Opera GX llega a Linux: puede ser el navegador gaming que pedía la comunidad
Este desarrollo ofrece opciones de uso muy interesantes que le colocan como una de las opciones más llamativas para los que utilizan Linux.


Opera GX por fin está disponible de forma nativa en Linux, dando respuesta a las peticiones de jugadores y desarrolladores. El navegador para gamers de la compañía aterriza en el escritorio del pingüino con sus ya conocidas funciones de control de rendimiento, integraciones pensadas para el gaming y un nivel de personalización muy elevado.
Con la llegada de Opera GX a Linux, quienes apuestan por este sistema operativo pueden navegar, chatear y consumir contenido en streaming sin renunciar ni a la filosofía de control y privacidad propia del software libre ni al rendimiento que exigen los juegos actuales. Quien desee probar el navegador puede descargar Opera GX desde la web oficial en este enlace.

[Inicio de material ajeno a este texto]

PR #554, opened 2022-04-27
[X-0] Fix M1 test issue

farkob:
Running tests locally on Mac M1's was failing with ```OSError: Could not find lib geos_c or load any of its variants ['libgeos_c.so.1', 'libgeos_c.so'].```

Adding `libgeos-dev` to the install list in Dockerfile resolves the issue.


jburnitz:
can confirm, fixes this on M1 processor

jtsodapop (approved):

PR #555, opened 2022-04-27
AL-2183 - Add MediaType support to Project

paulnoirel:
This is the implementation of https://labelbox.atlassian.net/browse/AL-2183 to create, retrieve and update media types for projects.

### Terminology

We use the terminology `MediaType` and `media_type` to match the GraphQL type and make it easier to use compared to `allowedMediaType` found in the `Project` table.

### Implementation of the MediaType enumeration

The names in the `MediaType` enumeration use title case. This matches the convention of the existing `QueueMode` enumeration in the `Project` class. With that said, the enumeration also supports upper case names for compatibility with the GraphQL type.
To support the case when `media_type` is not set for the project, if `MediaType` is called for `None` then it returns `MediaType.Unknown`.

In order to match the UI, a few aliases were added compared to the GraphQL `MediaType` type:

|Type GraphQL| Alias|
|-|-|
| PDF | Document |
| TMS_SIMPLE | Simple_Tile|
|TMS_GEO | Geospatial_Tile |

### Case of MediaType.Unknown

Although the member `MediaType.UNKOWN` exists in GraphQL, it is not a supported value. Since using it would lead to a HTTP 500 (internal server error) error, this value is filtered for both `client.create_project()` and `Project.update()`.

### Side modifcation

The file `labelbox/orm/db_object.py` is slightly modified to support the case where data_type is not set (aka value is None).


tests/integration/test_project.py
```diff
@@ -191,3 +201,25 @@ def test_queue_mode(configured_project: Project):
...
     assert configured_project.queue_mode() == configured_project.QueueMode.Batch
+
+
+def test_media_type(client, configured_project: Project, rand_gen):
+    # Existing project
+    assert configured_project.media_type is None or isinstance(
+        configured_project.media_type, Project.MediaType)
+
+    # No media_type
+    project = client.create_project(name=rand_gen(str))
```
jtsodapop, line 212: do we need to create a new project to test this? or can we just use the configured project for this?

tests/integration/test_project.py
```diff
@@ -191,3 +201,25 @@ def test_queue_mode(configured_project: Project):
...
+    assert project.media_type == Project.MediaType.Unknown
+    project.update(media_type=Project.MediaType.Image)
+    assert project.media_type == Project.MediaType.Image
+    project.delete()
+
+    for media_type in Project.MediaType:
```
jtsodapop, line 218: is this different than the assert on media type of None vs. Unknown?

maybe we should have this as a separate test?

jtsodapop (approved):
lgtm, minor nits

labelbox/schema/project.py
```diff
@@ -63,6 +63,37 @@ class Project(DbObject, Updateable, Deletable):
         benchmarks (Relationship): `ToMany` relationship to Benchmark
         ontology (Relationship): `ToOne` relationship to Ontology
     """
+
+    class MediaType(Enum):
```
msokoloff1, line 67: I don't think these media types are going to be unique to a project. In the future if we were typing a dataset it would be weird to say `client.create_dataset(..., media_type = Project.MediaType.Image)` Let's maybe move this to the data_row.py as a top level enum (top level meaning not nested under a DataRow).

labelbox/client.py
```diff
@@ -611,6 +611,20 @@ def create_project(self, **kwargs) -> Project:
...
+            if isinstance(media_type, Project.MediaType
+                         ) and media_type is not Project.MediaType.Unknown:
+                kwargs["media_type"] = media_type.value
+            else:
+                media_types = [
+                    item for item in Project.MediaType.__members__
+                    if item != "Unknown"
+                ]
+                raise TypeError(
+                    f"{media_type} is not a supported type. Please use any of {media_types} from the {type(media_type).__name__} enumeration."
```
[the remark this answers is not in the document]
paulnoirel: As discussed, the message was changed to:
```f"{media_type} is not a valid media type. Use any of MediaType.get_accepted_members()} from MediaType. Example: MediaType.Image."```

File: tests/integration/test_project.py (hunk 1 above)
Comment (paulnoirel) [reply tests/integration/test_project.py:212]: Test modified as suggested.

File: tests/integration/test_project.py (hunk 2 above)
Comment (paulnoirel) [reply tests/integration/test_project.py]: Test amended.

File: labelbox/schema/media_type.py [hunk 5]
```diff
@@ -0,0 +1,46 @@
...
+            if member.name == name.upper():
+                return member
+
+    @classmethod
+    def is_accepted(cls, value):
+        return isinstance(value,
+                          cls) and value not in [cls.Unknown, cls.Unsupported]
+
+    @classmethod
+    def get_accepted_members(cls):
```
msokoloff1, line 42: Maybe rename this to is_supported and get_supported_members

labelbox/schema/project.py
paulnoirel: The `MediaType` enumeration was moved to its own file (media_type.py) so it could be conveniently used from different classes.

labelbox/schema/media_type.py
paulnoirel: Methods' names refactored as suggested.

msokoloff1 (approved):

Control de recursos para jugar sin interrupciones
Uno de los puntos fuertes de Opera GX es el panel desde el que el usuario puede limitar el consumo de recursos del navegador para evitar que interfiera con el rendimiento de los juegos. Esta función, denominada GX Control -que ya estaba presente en las versiones de Windows y macOS-, llega ahora a Linux con la misma filosofía: que el sistema priorice siempre el juego y no el navegador.

De esta forma, es posible establecer límites a la memoria RAM que puede usar el navegador, gestionar qué procesos acaparan CPU y ajustar el ancho de banda de red que se destina a las pestañas abiertas. De este modo, si se está descargando un juego, se participa en una partida en línea o se retransmite en directo, el usuario puede asegurarse de que el tráfico del navegador en Linux no se convierte en un cuello de botella.

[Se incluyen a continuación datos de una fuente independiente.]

PR #3367, opened 2016-07-27
ngspice: add option to build shared library.

jmaibaum:

---

Add --with-shared option to ngspice.  It might look a little hacky, but
it only works this way, i.e. build two times in a row, with different
configure args.  Arch Linux does it the same way.

### DIFF
--- a/Formula/ngspice.rb
+++ b/Formula/ngspice.rb
@@ -11,6 +11,7 @@ class Ngspice < Formula
   end
 
   option "without-xspice", "Build without x-spice extensions"
+  option "with-shared", "Build shared library"
 
   deprecated_option "with-x" => "with-x11"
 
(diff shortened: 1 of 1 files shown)


jmaibaum:
As there has not been any reaction to this PR yet, I just wanted to ask if there is anything I could and should do to get it merged?

dunn:
Most (or at least much) software doesn't need a second compile for shared support, so this seems like a bug.  Could you ask the developers about it?

DomT4:
If this is a wontfix upstream we're unlikely to take it here, FWIW 😕. It's a bit of a hack & something that really should be supported upstream.

jmaibaum:
There is a ticket for this upstream (https://sourceforge.net/p/ngspice/support-requests/19), but they say it can't be fixed and one should not call it a bug, rather a wished feature that they won't support.
At least they say, that the two-builds-in-a-row way is supported, i.e. they do not consider it a hack.
But if it is considered a hack here and that you won't merge it, it's OK for me.

MikeMcQuaid:
Thanks for the PR anyway, @jmaibaum!

jmaibaum:
Just a short question: would in this case a separate formula that just builds the library, i.e. something like "libngspice", be acceptable for inclusion into Homebrew?

MikeMcQuaid:
@jmaibaum I'd be 🆗 with that but you might want to see if other maintainers 👍/ 👎 before putting time in.

DomT4:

Streaming, chat y contenidos sin cambiar de pestaña
Opera GX integra en su barra lateral accesos directos a servicios clave para los gamers, como Twitch y Discord, pensados para que se puedan ver streams, seguir canales favoritos o chatear con amigos sin tener que saltar constantemente entre pestañas. La idea es que el navegador se convierta en una especie de centro de mando desde el que gestionar tanto el juego como la comunidad que lo rodea.
Al fijar elementos en la barra lateral, el usuario recibe notificaciones en tiempo real, puede abrir conversaciones o transmisiones al instante y mantenerlas visibles mientras navega por otras páginas. Esta integración cobra especial sentido en Linux, donde muchas configuraciones de escritorio se utilizan precisamente para organizar de forma muy ajustada ventanas y paneles.
Personalización avanzada
Opera GX también destaca en Linux por sus amplias opciones de personalización visual y sonora, agrupadas bajo GX Mods & Customization. Desde este apartado se pueden aplicar temas de color, paquetes de sonidos, efectos visuales, sombreados o shaders y otros elementos que hacen que el navegador encaje con el setup de cada jugador.
Esta capa estética va más allá de un simple cambio de fondo, ya que permite adaptar la apariencia del navegador a la iluminación del escritorio, a los periféricos o incluso al estilo de los juegos favoritos. Para una comunidad como la de Linux, acostumbrada a ajustar cada detalle, este nivel de personalización encaja de forma natural con la manera en la que entienden su sistema.
Privacidad, bloqueo de rastreo y VPN integrada
Opera GX incorpora bloqueadores de anuncios y rastreadores que permiten reducir las distracciones durante la navegación y limitar el seguimiento por parte de terceros. El usuario puede decidir qué anuncios, ventanas emergentes o elementos intrusivos quiere ver, y cuáles prefiere filtrar para mantener la experiencia de uso más limpia mientras juega o trabaja.
El navegador incluye además protección frente a técnicas como el cryptojacking y ofrece una VPN integrada opcional que funciona bajo una política de cero registros, auditada de manera independiente por Deloitte para garantizar que no se almacenan datos de actividad. Esta combinación de herramientas de privacidad resulta especialmente atractiva para quienes eligen Linux precisamente por el control que ofrece sobre el sistema y la gestión de los datos personales.

Compatibilidad con distribuciones de Linux y formatos
Opera GX es compatible con varias de las principales distribuciones de escritorio basadas en Linux, incluyendo sistemas derivados de Debian y Ubuntu, así como Fedora y OpenSUSE. La instalación se puede realizar mediante paquetes .deb y .rpm, lo que cubre buena parte del ecosistema de distribuciones populares y facilita la integración con los gestores de paquetes nativos.
Opera también trabaja en mejorar la compatibilidad con formatos como Flatpak, lo que abriría la puerta a una distribución más unificada en distintos escritorios y entornos. Además, el navegador recibe actualizaciones semanales que se nutren de los comentarios enviados por la comunidad a través de Discord, foros y sistemas de reporte de errores, reforzando la idea de un desarrollo vivo y muy atento al feedback.